Your answer is one number, how many lines in the entries include "Update".

##### RAW DATA #####

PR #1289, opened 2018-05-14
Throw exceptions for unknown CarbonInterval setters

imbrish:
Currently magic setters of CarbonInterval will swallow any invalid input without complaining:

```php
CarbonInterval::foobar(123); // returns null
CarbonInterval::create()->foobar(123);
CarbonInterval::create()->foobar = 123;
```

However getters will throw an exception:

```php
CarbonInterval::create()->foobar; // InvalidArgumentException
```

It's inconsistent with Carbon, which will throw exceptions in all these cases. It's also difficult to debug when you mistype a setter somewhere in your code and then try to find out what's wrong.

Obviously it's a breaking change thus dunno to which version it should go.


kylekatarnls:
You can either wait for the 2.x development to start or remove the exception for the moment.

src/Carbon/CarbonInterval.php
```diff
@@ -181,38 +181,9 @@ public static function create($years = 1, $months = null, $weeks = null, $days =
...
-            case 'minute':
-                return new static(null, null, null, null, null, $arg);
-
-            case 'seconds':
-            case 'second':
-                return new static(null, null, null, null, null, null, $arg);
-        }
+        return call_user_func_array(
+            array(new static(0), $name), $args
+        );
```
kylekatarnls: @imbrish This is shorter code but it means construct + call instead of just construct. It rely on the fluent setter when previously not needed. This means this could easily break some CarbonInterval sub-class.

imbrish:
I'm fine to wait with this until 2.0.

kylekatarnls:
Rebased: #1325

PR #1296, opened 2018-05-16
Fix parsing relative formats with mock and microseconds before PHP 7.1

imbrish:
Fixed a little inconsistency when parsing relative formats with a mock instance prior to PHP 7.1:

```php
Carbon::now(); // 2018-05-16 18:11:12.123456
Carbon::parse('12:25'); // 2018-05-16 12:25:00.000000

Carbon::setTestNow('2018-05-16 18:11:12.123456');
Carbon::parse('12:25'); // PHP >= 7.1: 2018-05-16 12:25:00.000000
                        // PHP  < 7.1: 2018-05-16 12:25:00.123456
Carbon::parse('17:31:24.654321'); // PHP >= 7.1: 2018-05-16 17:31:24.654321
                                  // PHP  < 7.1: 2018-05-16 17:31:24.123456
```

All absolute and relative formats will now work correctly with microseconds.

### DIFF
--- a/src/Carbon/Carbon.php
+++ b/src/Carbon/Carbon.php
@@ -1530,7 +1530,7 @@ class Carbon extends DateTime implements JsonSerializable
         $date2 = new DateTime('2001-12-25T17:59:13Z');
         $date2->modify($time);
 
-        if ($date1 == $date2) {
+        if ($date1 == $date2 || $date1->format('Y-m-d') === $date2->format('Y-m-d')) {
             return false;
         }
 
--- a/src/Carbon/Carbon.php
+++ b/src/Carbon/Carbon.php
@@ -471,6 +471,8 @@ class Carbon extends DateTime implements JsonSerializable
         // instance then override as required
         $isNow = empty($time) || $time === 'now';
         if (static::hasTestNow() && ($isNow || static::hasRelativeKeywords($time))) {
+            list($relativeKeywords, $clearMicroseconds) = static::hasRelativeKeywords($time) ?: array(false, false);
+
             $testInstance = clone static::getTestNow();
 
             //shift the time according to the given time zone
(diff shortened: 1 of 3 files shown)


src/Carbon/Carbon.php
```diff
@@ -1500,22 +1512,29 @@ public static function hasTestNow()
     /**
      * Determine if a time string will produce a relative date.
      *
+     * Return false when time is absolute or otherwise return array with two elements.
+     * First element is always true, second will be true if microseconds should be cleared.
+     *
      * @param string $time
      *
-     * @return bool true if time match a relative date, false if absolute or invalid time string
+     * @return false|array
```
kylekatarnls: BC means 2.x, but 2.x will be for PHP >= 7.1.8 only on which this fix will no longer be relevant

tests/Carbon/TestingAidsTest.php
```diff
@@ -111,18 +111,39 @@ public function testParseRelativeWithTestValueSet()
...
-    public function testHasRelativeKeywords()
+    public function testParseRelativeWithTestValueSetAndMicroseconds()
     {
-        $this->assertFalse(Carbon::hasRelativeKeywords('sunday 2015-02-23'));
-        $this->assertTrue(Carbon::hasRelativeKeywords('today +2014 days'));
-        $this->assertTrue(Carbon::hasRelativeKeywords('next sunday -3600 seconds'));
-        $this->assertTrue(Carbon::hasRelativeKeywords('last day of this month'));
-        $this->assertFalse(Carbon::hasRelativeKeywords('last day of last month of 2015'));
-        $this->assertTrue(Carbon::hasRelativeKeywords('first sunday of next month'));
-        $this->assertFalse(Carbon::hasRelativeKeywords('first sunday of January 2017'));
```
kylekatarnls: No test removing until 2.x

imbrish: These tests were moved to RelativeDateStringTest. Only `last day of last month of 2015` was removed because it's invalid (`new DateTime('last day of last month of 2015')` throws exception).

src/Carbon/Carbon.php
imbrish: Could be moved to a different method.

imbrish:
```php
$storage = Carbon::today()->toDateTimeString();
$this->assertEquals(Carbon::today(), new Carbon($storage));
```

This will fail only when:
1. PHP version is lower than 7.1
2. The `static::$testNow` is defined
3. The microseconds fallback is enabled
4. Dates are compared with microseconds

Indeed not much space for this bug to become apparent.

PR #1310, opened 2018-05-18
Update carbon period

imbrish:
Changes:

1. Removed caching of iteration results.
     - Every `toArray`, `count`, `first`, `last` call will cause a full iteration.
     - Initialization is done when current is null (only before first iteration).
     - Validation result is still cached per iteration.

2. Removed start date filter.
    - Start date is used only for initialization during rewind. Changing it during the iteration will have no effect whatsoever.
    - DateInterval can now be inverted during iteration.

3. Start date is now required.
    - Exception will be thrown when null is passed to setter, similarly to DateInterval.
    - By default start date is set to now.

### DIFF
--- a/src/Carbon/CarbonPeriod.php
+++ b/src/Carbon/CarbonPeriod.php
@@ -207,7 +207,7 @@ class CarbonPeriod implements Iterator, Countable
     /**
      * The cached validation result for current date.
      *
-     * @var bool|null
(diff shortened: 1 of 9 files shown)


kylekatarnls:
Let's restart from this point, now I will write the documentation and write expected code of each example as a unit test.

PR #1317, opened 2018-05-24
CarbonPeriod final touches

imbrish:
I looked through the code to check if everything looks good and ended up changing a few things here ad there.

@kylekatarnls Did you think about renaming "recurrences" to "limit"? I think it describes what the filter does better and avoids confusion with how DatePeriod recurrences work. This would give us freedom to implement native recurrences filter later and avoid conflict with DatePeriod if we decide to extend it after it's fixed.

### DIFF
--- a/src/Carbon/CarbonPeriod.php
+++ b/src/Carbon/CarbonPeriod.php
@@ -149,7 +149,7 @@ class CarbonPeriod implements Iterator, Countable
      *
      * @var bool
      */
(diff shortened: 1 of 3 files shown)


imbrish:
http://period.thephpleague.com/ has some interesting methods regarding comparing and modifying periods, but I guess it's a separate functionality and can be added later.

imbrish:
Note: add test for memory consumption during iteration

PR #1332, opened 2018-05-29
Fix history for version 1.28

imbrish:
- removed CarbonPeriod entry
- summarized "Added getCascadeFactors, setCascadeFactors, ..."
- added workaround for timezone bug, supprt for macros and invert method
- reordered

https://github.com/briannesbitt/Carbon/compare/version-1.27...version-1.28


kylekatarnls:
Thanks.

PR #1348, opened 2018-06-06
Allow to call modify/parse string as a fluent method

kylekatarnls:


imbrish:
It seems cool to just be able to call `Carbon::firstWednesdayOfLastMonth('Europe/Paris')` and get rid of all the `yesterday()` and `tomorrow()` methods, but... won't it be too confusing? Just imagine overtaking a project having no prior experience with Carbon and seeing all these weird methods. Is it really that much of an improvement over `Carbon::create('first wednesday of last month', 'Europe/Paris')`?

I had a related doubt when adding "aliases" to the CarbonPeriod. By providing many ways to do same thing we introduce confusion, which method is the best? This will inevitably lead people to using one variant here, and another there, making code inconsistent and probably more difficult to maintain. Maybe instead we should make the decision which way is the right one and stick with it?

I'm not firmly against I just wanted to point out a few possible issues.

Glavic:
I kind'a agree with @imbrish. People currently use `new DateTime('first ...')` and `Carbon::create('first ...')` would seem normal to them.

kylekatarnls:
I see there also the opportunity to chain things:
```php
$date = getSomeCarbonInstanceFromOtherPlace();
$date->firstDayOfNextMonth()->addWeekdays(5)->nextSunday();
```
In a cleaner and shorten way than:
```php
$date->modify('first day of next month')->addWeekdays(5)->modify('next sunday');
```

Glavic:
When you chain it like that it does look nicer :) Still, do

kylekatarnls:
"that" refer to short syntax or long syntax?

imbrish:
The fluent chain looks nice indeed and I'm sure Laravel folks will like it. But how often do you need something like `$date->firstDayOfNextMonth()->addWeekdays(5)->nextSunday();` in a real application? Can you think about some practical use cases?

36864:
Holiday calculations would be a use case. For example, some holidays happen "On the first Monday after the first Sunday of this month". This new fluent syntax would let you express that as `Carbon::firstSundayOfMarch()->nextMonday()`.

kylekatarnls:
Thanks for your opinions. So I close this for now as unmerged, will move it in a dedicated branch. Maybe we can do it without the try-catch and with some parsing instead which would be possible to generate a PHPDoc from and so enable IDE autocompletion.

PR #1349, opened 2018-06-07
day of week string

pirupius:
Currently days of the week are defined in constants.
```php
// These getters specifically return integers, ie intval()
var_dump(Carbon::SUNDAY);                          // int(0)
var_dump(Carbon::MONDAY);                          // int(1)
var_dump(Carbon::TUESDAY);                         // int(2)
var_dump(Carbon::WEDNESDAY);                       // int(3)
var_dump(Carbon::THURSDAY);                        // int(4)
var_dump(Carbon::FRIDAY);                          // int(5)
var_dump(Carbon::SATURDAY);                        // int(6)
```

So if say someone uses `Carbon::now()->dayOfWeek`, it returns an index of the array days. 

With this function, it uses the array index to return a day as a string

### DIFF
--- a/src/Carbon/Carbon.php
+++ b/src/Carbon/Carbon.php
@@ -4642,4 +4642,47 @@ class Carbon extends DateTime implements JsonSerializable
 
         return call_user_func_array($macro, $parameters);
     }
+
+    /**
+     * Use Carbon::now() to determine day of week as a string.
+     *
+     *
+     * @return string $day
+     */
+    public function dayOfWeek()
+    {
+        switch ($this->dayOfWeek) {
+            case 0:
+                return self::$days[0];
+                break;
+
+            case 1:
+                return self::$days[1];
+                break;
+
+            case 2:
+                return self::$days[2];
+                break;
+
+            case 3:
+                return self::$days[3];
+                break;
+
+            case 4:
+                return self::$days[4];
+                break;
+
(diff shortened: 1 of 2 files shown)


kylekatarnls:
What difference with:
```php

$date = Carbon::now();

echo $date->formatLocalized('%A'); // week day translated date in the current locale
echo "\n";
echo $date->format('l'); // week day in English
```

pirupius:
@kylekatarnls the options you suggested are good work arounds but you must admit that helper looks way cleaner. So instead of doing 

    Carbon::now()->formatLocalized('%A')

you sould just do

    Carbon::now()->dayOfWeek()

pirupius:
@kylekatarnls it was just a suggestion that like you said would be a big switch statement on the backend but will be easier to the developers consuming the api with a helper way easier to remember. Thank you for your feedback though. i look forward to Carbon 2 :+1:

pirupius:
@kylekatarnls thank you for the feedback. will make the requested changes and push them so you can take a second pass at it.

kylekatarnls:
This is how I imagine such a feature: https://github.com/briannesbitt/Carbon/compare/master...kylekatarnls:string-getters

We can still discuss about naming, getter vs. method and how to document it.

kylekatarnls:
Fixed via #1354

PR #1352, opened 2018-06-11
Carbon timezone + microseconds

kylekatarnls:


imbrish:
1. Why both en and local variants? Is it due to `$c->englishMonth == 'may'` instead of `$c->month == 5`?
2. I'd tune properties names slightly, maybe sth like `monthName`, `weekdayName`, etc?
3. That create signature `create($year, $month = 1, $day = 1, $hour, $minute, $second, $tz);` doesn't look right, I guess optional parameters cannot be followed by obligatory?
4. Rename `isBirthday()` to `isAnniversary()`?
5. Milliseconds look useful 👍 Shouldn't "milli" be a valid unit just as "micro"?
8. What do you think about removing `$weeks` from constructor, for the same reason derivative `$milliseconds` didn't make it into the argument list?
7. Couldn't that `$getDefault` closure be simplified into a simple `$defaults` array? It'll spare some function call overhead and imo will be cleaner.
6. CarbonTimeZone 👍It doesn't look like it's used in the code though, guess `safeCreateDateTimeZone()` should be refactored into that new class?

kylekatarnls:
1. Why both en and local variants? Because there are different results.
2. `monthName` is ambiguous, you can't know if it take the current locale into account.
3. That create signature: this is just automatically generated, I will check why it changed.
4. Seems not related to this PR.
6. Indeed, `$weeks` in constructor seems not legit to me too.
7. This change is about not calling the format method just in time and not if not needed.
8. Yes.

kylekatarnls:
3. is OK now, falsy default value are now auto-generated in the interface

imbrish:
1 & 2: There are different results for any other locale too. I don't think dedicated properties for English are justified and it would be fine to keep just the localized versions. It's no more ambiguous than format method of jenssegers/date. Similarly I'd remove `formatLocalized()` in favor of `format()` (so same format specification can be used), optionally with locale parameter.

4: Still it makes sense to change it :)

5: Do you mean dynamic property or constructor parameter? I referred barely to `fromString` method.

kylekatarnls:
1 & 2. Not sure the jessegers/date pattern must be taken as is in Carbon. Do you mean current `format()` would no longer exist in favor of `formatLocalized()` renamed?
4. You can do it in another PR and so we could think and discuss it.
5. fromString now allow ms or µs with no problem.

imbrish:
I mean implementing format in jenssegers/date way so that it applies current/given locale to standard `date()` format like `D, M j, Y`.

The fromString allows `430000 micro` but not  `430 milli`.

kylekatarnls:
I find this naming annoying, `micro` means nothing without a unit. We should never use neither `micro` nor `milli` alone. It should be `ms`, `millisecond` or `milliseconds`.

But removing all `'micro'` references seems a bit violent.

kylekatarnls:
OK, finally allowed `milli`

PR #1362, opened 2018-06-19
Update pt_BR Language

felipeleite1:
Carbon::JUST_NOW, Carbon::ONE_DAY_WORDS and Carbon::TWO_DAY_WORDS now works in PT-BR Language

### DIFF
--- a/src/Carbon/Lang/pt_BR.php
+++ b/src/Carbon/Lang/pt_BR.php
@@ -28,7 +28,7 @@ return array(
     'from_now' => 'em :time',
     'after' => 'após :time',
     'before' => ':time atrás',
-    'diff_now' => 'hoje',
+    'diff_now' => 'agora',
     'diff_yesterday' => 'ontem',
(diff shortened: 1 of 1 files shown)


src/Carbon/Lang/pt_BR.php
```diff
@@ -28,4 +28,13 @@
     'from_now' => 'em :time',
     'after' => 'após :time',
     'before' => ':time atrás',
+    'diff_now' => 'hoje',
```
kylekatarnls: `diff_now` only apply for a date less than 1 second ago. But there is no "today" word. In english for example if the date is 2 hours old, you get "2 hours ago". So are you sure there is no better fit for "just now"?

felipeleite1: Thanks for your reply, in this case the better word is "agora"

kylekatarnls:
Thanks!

#####

SOLUTION: 2